To try to think about how much data we’re talking about here’s the approximate math:

1 report every 5 minutes = 12 reports an hour = 288 reports a day = 105,120 reports a year = 1 million reports a decade

So theoretically let’s say I can somehow figure out how to actually do this constantly until I’m 80 years old. That would be about 5 and a half million records that would catalog my movement around the world for most of my life. That amount of data is already easy to store online. I can store millions of records like this in an inexpensive hosted database, ideally duplicated in multiple locations for redundancy. So the challenge isn’t about how to store the data, it’s about what to do with it, and that’s where it starts to get fun.

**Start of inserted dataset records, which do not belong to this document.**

PR #151, opened 2015-03-26
Fix some existing tests and make others more expressive

### LINKED ISSUE #150: Various spec blocks return raw Boolean values rather than using should-matchers
Throughout the specs, I've noticed a bunch of blocks ending with something like the following:

```ruby
File.open('tracked-file', 'r').read == 'Hello World'
```

This simply returns a Boolean rather than actually performing a test. We know that this doesn't work, because the comparison evaluates to `false` (RHS should be `"Hello World\n"`), but the test still passes. It should be:

```ruby
File.open('tracked-file', 'r').read.should == "Hello World\n"
```

Such invalid tests are peppered throughout the specs. I'm working on a PR now to clean them up.

jawshooah:
The tests in `pre_commit_spec.rb` and `configuration_spec.rb` were actually logically broken, in addition to returning raw Boolean values rather than actually testing anything.

Fixes #150

### DIFF
--- a/spec/overcommit/configuration_spec.rb
+++ b/spec/overcommit/configuration_spec.rb
@@ -196,16 +196,16 @@ describe Overcommit::Configuration do
       context 'and child item contains an array' do
         let(:child) { { 'PreCommit' => { 'SomeHook' => { 'list' => [4, 5] } } } }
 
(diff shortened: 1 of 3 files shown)


sds:
Merged. Thanks for the fixes!

PR #154, opened 2015-04-02
Add support for pre-push hooks

jawshooah:
[Pre-push](https://github.com/git/git/blob/master/templates/hooks--pre-push.sample) hooks are passed the name and url of the remote as arguments, and STDIN contains info about pushed commits, one per line, in the format `local_ref local_sha1 remote_ref remote_sha1`.

### DIFF
--- a/lib/overcommit/hook_context/pre_push.rb
+++ b/lib/overcommit/hook_context/pre_push.rb
@@ -1,0 +1,32 @@
+module Overcommit::HookContext
+  # Contains helpers related to contextual information used by pre-push hooks.
+  class PrePush < Base
+    attr_accessor :args
+
+    def remote_name
+      @args[0]
+    end
+
+    def remote_url
+      @args[1]
+    end
+
+    def pushed_commits
+      input_lines.map do |line|
+        PushedCommit.new(*line.split(' '))
+      end
+    end
+
+    private
+
+    def input_lines
+      @input_lines ||= ARGF.read.split("\n")
+    end
+
+    PushedCommit = Struct.new(:local_ref, :local_sha1, :remote_ref, :remote_sha1) do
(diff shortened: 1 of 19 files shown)


lib/overcommit/hook_context/pre_push.rb
```diff
@@ -0,0 +1,32 @@
...
+    def pushed_commits
+      input_lines.map do |line|
+        PushedCommit.new(*line.split(' '))
+      end
+    end
+
+    private
+
+    def input_lines
+      @input_lines ||= ARGF.read.split("\n")
```
sds: `ARGF` has some additional semantics that aren't necessary here. I'd like it if we just read directly from `STDIN` here.

However, I'd like to take this request a step further by having us inject `STDIN` as a dependency to the hook context itself. Then we could define the `input_lines` helper on `Overcommit::HookContext::Base` and reuse it in `post-rewrite`. To be clear, I'd like to see https://github.com/brigade/overcommit/blob/master/template-dir/hooks/overcommit-hook#L48 become:

```ruby
context = Overcommit::HookContext.create(hook_type, config, ARGV, STDIN)
```

...and have the various `HookContext` classes take an additional argument `input` containing the input stream. I think this will make testing cleaner (it forces us to be explicit about what we're expecting in the input stream, even for hooks that don't read from `STDIN`).

Overcommit will automatically update itself when `overcommit-hook` changes, so this shouldn't have any negative consequences for users when upgrading.

jawshooah: That's how I initially implemented it, but I didn't want this PR to grow beyond its intended scope. But I agree that constructor injection is the way to go here.

sds:
Thanks!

Visualizing the geospatial context of life
The important things in your life have a geographic context. Moving to a new city, changing jobs (even if that just means a slightly different commute), traveling on vacation, etc etc. The geographic movements of your life are directly tied to meaningful experiences. Being able to visualize those movements is like having a picture of a certain time of your life.

I wish I had the data for the past few years. It would have shown me in college, then moving to San Francisco. I could have seen the daily commute I did for a few years, and then the change to working from home. Imagine a heatmap on a map showing where I spend my time. While I was commuting to work you would have been able to make out the route of the train I took every day, and the amount of time I spent simply getting to and from the office. Compare that with my current lifestyle, which now involves either working from my home or my girlfriend’s place, which would also show a kind of “commute”, but this one is very different. This commute represent a shift in where I spend my time, and even beyond showing a change in my work life, it also signifies the strengthening of our romantic relationship. This is a visual representation of a very meaningful part of my life. Being able to visually see this movement is a way to quantify important changes. I imagine creating some amazing looking visual images of this type of data and hanging them on the wall. A single image would represent so much.

Challenges
The biggest challenge is going to be keeping new data updated and old data accessible as technology changes. In another year or two I will have a different mobile device, at which point I’ll have to figure out how to use the new device to keep the position reports updated. In another ten years who knows what kind of device I might be carrying around in my pocket. There’s just no way to predict that kind of stuff. So every few years I’ll have to figure out how to keep my reports updated using new technology. I’ll also have to adapt to changes in how I store that data. Storing it in a database works well now, but inevitably I’ll have to migrate that data from one database to another, or even move from a relational database to some other form of storage. This means I’ve got to either stay geeky enough to know how to implement this stuff for the rest of my life, or I’ve got to figure out a solution that literally requires no changes for the next few decades (I don’t think this is at all possible).

There are also some more immediate challenges. I don’t know how to keep my positions logged as I travel internationally yet. Even as I’m in the US I’ve got to ensure that the logging software is always running on my phone. My phone needs to be on at all times for the reports to come in. Ideally I’m going to try to write my own custom software to do exactly what I want, just so I know how it works under the hood in case something breaks or I upgrade devices. I’m not stoked about the fact that I’m tied to software written by someone else. I’ve also obviously got to keep the webserver that receives the reports up and running at all times. I’ll probably try to move to more of a database in the cloud approach using Amazon SimpleDB and EC2 so I can rely on Amazon instead of my current web host (I imagine I’ll always be relying on some company to handle this kind of stuff).

I’m excited about the possibilities for using this data in a few years, I just hope I can keep the position feed coming in.